I was really disappointed with the Pro Race 2s that came with the bike. They simply cut way too easily. The Vittorias ride smoother @ 130psi, roll about the same, and handle well. 

The Keos work well. I am in love with the Specialized BG shoes. Their the mid-range shoe, with a carbon footbed. Their stiff, but comfortable. 

The Mavics are pretty good wheels. I've had to true them once, but I was expecting that. Their pre-built wheels, they settle and stretch. 

A quick word on the buying process. Open Road Bicycles in Jacksonville and St. Augustine FL handled all of the fitting, and the actual order. 

They kick ass. Seriously. Great job on the fit, and the price can't be beat. Total bike, with shoes, pedals, computer, cages, new helmet and fit $3079.00 out the door. 15% discount on everything on the bike, and a bunch of free tune-ups and re-fittings. They rock. :thumbsup:


----------



## BunnV (Sep 7, 2005)

Congratulations! Nice color scheme :thumbsup:


----------



## brentster (Jul 12, 2007)

Enjoy the Vittorias while they last. They came stock on my bike and were SOOOOOOOOO fast but only lasted about 1,000 miles. Each tire probably had 10 cuts by then.

I replaced them with Continental Grand Prix's and they're not as fast as the V's IMO.

Awesome bike!!!!!!!!!!!!!


----------



## Amsmoore (Jun 11, 2008)

Orbea royally screwed up the BB install. Almost no lube and improper torque. Not suprisingly, the bike is much smoother and quiet. 

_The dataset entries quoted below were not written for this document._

PR #6728, opened 2024-12-02
Disambiguate uc/lc filenames in conformance tests.

kwxm:
PR #6720 added a couple of new tests for the concrete syntax of `bool`, including a check for `true` and `false` where `True` or `False` is expected.  This led to the tests containing directories called `True`, `true`, `False`, and `false`, but unfortunately it turns out that some filesystems are still case-insensitive, meaning that the new tests lead to apparently duplicated paths in the filesystem.  This PR prevents that by renaming the new files.


ramsay-t:
Seems to work for me. On the one hand, the fact that new Macs are case insensitive by default is silly, on the other hand we probably shouldn't break on them?

ramsay-t (approved):
This ought to fix the immediate problem, although some of the CI with "darwin" in the name is failing?...

kwxm:
> This ought to fix the immediate problem, although some of the CI with "darwin" in the name is failing?...

I think that's because of the issue that #6729's supposed to fix.

kwxm:
Yeah, those CI errors went away after rebasing on #6729.

Issue #6714, opened 2024-11-27
Fix behaviour of failing conformance tests with `--accept`.


kwxm:
The Agda evaluator isn't always completely up to date with the Haskell one, and because of this we have a feature that allows us to mark some conformance tests as being [expected to fail](https://github.com/IntersectMBO/plutus/blob/c469a93257044566dc3c454c73b9cad22a554ed0/plutus-conformance/agda/Spec.hs#L114).  This uses `expectFail` from [Test.Tasty.ExpectedFailure](https://hackage.haskell.org/package/tasty-expected-failure-0.12.3/docs/Test-Tasty-ExpectedFailure.html).  For example, some of the bitwise builtins use a special size measure for budgeting that the metatheory doesn't know about at the time of writing and when you run  `cabal test agda-conformance` you get things like this
```
Test suite agda-conformance: RUNNING...
UPLC evaluation tests
  evaluation
    builtin
      semantics
        writeBits
          case-32
            case-32 (evaluation): OK (0.07s)
            case-32 (budget):     FAIL (expected) (0.09s)
            [etc. etc. etc.] 
```
(the problem being that there are golden files containing the expected budget and the Agda evaluator currently produces results that disagree with these).  When you run the `haskell-confomance` tests these all pass.

However (as discovered by @Unisay), if you run `cabal test agda-conformance --test-option --accept` then _the incorrect budget results are accepted_ and the golden files are updated accordingly.  This is arguably a bug in `Test.Tasty.ExpectedFailure`.

Now `Test.Testy.ExpectedFailure` also provides `ignoreTest` and when you use that instead of `expectFail` the output changes to 
```
       ...
       writeBits
          case-32
            case-32 (evaluation): OK (0.06s)
            case-32 (budget):     IGNORED
```
Futhermore, if you use `--accept` then the golden files are _not_ accepted, which is what we want.  The disadvantage to doing this is that with `expectFailure`, when we fix the Agda evaluator to behave identically to the Haskell one, the tests which are expected to fail now start to pass, which causes an error and reminds us to remove the formerly problematic tests from the  list of tests which are expected to fail; with `ingoreTest` they just continue to be ignored, so we might forget to update the list of problematic tests.

We should work out whether the behaviour with `expectFail` and `--accept` really is a bug and report it if so.  In the meantime we should maybe use `ignoreTest` instead of `expectFail`.

kwxm:
[...]

PR #6730, opened 2024-12-03
Kwxm/conformance/improve filename check

### LINKED ISSUE #6660: Conformance machinery can handle test names a bit misleadingly
The conformance test machinery [traverses the directory hierarchy](https://github.com/IntersectMBO/plutus/blob/e0b8db206b16f296529f5b45939523f4683f0f2e/plutus-conformance/src/PlutusConformance/Common.hs#L72) looking for directories with no subdirectories and when it finds such a directory it checks that it contains exactly one `.uplc` file and loads it, executes it, and checks  the result and budget against golden files in the same directory.  However, it doesn't check that the name of the `.uplc`  file matches that of the directory, but it _does_ expect the golden files to have basenames that match the name of the  directory.  Thus if you have a directory called `test-123` and it contains `test-456.uplc` it expects the golden files to be in `test-123-uplc.expected` and `test-123.uplc.budget.expected`.  This can be confusing if you create a source file whose name doesn't match that of the directory containing it.

This issue emerged after PR #6627; see also #6659.

kwxm:
This fixes #6660.  See the issue for a description of the problem. The README file was a bit out of date so I updated that as well.  

A related issue is #6714: that'll be dealt with in a separate PR.


Unisay (approved):

plutus-conformance/src/PlutusConformance/Common.hs
```diff
@@ -146,25 +170,21 @@ expectedToProg txt
...
 getTestedValue ::
     UplcEvaluatorFun res
     -> FilePath
     -> IO (Either T.Text res)
-getTestedValue eval dir = do
-    inputFile <- findByExtension [".uplc"] dir
-    case inputFile of
-        [] -> error $ "Input file missing in " <> dir
-        _:_:_ -> error $ "More than 1 input files in " <> dir
-        [file] -> do
```
kwxm, line 160: At this point it checks that  there's exactly one `.uplc` file in the directory, but it doesn't check that the filename matches the name of the directory.

PR #6734, opened 2024-12-09
Modify certifier to produce new form of certificates

ana-pantilie:
Fixes https://github.com/IntersectMBO/plutus-private/issues/1280

`uplc optimise --certify <cert-name>` now also runs the certifier and checks that the optimisation is sound. It produces a certificate `<cert-name>.agda` which can be succesfuly type-checked by Agda. See example below.


ana-pantilie:
[Certificate.agda.txt](https://github.com/user-attachments/files/18062612/Certificate.agda.txt)

^ the certificate produced for factorial

zeme-wana (approved):

PR #6741, opened 2024-12-11
Remove taskset usage from ci-plutus-benchmarks.sh

zeme-wana:
The benchmarking machine has been configured to use the "performance" frequency governor on all cores.
This means that we no longer need to specify which core to run on, nor do we need to set the governor each time we run the benchmarks.


kwxm:
Note: for reference, this appears to set the CPU frequency to about 4200 MHz on all of the cores.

Swapped the Selle ltalia with a Fizik Arione.


----------



## Big Jim Mac (Jun 28, 2007)

Love your bike except for those Specialized bits! If I were you I would head on over to Purely Custom for a headcap that says Orbea. Guess I've never liked the Big S, because that's all you see in the woods around here (not so much on the road.) I bought an Orbea first of all because you just don't see that many. So guess what my wife did? She bought a Specialized Roubaix. Nice bike, but no comparison to the Onix IMHO. I'm sure that headset cap is slowing your bike down and making the hills harder to climb!
 :thumbsup:


----------



## JimmyORCA (Mar 18, 2008)

Congrats on your bike, very nice.


----------



## Amsmoore (Jun 11, 2008)

Now that I've got some more miles on the Orbea, i guess I'll detail the changes I've made.

First, the Arione had to go. Nice saddle, but not my cup of tea. Replace with a Toupe. I like it so far. 

Wheels where my biggest concern. The Mavics just sucked. They refused to stay true, and had a major rear hub problem. LBS swapped them out with Easton EA 50 SLs. Mo' betta. 

Switching soon to a less steap stem. The bike was set up conservatively, and I need a lower stem.


----------